PROBLEM ::
Please filter the data down to the lines that include the word "different" and copy them.

THE RECORDS ::
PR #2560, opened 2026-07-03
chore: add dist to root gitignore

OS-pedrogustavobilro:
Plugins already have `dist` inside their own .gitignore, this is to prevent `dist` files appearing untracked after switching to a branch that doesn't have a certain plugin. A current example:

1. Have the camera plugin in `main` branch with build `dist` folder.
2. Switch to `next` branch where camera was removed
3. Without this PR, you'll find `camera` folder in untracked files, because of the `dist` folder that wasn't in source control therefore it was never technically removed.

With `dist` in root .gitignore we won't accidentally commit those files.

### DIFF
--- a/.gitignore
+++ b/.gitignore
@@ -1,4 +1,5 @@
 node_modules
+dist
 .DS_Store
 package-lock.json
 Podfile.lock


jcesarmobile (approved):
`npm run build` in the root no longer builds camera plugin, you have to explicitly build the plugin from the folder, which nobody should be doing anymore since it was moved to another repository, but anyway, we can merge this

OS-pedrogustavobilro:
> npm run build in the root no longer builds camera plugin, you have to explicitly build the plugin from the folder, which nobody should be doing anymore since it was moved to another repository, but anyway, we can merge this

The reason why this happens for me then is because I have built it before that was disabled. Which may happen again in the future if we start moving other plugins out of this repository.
--
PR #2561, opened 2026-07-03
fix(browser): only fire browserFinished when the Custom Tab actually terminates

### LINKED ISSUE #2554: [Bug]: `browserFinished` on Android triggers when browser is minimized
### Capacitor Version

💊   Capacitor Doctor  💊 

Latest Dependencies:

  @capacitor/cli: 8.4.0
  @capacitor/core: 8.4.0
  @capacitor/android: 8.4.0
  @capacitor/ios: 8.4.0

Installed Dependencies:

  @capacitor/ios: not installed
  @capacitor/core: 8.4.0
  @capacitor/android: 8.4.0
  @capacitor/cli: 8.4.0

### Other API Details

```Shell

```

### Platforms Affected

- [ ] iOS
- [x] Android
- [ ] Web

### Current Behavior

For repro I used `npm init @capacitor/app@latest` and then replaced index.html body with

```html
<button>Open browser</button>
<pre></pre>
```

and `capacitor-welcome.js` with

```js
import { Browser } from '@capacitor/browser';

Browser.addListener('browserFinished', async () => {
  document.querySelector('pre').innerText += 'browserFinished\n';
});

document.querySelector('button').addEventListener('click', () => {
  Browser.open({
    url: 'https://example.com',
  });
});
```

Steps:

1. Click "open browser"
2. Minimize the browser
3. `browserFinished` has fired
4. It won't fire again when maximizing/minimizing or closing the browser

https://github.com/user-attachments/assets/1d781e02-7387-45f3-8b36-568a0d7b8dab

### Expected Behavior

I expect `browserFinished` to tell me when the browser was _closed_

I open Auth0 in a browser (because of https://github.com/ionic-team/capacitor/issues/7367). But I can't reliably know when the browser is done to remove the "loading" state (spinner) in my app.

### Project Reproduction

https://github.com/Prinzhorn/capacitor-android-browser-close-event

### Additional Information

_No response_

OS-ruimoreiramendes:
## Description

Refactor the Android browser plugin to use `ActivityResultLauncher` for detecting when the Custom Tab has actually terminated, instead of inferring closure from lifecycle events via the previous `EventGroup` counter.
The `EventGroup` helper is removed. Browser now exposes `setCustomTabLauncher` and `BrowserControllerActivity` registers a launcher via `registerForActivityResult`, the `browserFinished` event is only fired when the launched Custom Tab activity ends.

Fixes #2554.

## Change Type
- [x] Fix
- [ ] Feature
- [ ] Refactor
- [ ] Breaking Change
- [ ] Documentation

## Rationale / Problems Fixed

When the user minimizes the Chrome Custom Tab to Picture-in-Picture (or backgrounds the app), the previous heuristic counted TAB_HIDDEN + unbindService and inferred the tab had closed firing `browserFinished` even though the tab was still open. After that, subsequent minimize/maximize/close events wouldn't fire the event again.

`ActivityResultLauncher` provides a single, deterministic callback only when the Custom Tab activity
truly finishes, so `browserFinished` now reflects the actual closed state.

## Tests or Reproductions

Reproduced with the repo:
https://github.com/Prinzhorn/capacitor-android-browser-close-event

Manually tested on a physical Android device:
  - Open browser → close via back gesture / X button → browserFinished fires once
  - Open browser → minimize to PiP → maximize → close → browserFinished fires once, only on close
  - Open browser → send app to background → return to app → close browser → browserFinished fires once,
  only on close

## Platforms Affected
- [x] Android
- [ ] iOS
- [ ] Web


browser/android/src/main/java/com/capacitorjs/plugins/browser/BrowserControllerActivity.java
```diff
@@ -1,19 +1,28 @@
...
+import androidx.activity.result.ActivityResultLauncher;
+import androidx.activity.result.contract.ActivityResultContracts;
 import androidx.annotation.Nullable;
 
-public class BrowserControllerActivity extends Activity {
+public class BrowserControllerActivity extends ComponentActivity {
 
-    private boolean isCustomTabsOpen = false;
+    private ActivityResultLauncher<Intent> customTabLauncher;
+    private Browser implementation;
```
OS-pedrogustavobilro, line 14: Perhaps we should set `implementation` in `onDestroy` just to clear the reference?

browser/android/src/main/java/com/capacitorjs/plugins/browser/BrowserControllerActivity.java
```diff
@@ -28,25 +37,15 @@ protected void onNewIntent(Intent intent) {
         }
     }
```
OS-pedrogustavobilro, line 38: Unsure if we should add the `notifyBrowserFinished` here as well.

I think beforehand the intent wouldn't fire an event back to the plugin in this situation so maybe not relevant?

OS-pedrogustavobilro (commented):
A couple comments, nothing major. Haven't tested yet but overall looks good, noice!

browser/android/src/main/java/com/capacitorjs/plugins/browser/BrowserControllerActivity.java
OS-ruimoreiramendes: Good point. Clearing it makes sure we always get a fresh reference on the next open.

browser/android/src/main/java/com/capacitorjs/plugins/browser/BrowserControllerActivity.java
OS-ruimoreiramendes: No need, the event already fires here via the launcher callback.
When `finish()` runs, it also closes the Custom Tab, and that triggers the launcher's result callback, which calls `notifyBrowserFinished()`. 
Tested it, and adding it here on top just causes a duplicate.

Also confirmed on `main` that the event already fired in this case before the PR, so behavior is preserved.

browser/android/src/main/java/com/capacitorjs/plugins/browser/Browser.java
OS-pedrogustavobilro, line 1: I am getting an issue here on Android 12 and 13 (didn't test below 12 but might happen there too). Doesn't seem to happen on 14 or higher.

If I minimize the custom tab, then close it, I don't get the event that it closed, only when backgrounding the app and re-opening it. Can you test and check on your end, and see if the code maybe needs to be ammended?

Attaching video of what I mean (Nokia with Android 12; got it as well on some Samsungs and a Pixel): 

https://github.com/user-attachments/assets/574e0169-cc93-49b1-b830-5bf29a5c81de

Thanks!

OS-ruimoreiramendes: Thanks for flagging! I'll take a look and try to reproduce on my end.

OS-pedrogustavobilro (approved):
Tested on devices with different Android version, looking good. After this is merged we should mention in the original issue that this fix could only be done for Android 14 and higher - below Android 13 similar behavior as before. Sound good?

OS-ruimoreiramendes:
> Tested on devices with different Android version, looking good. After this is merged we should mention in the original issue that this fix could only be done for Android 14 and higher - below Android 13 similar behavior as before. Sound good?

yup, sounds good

OUTPUT ::
Tested on devices with different Android version, looking good. After this is merged we should mention in the original issue that this fix could only be done for Android 14 and higher - below Android 13 similar behavior as before. Sound good?
> Tested on devices with different Android version, looking good. After this is merged we should mention in the original issue that this fix could only be done for Android 14 and higher - below Android 13 similar behavior as before. Sound good?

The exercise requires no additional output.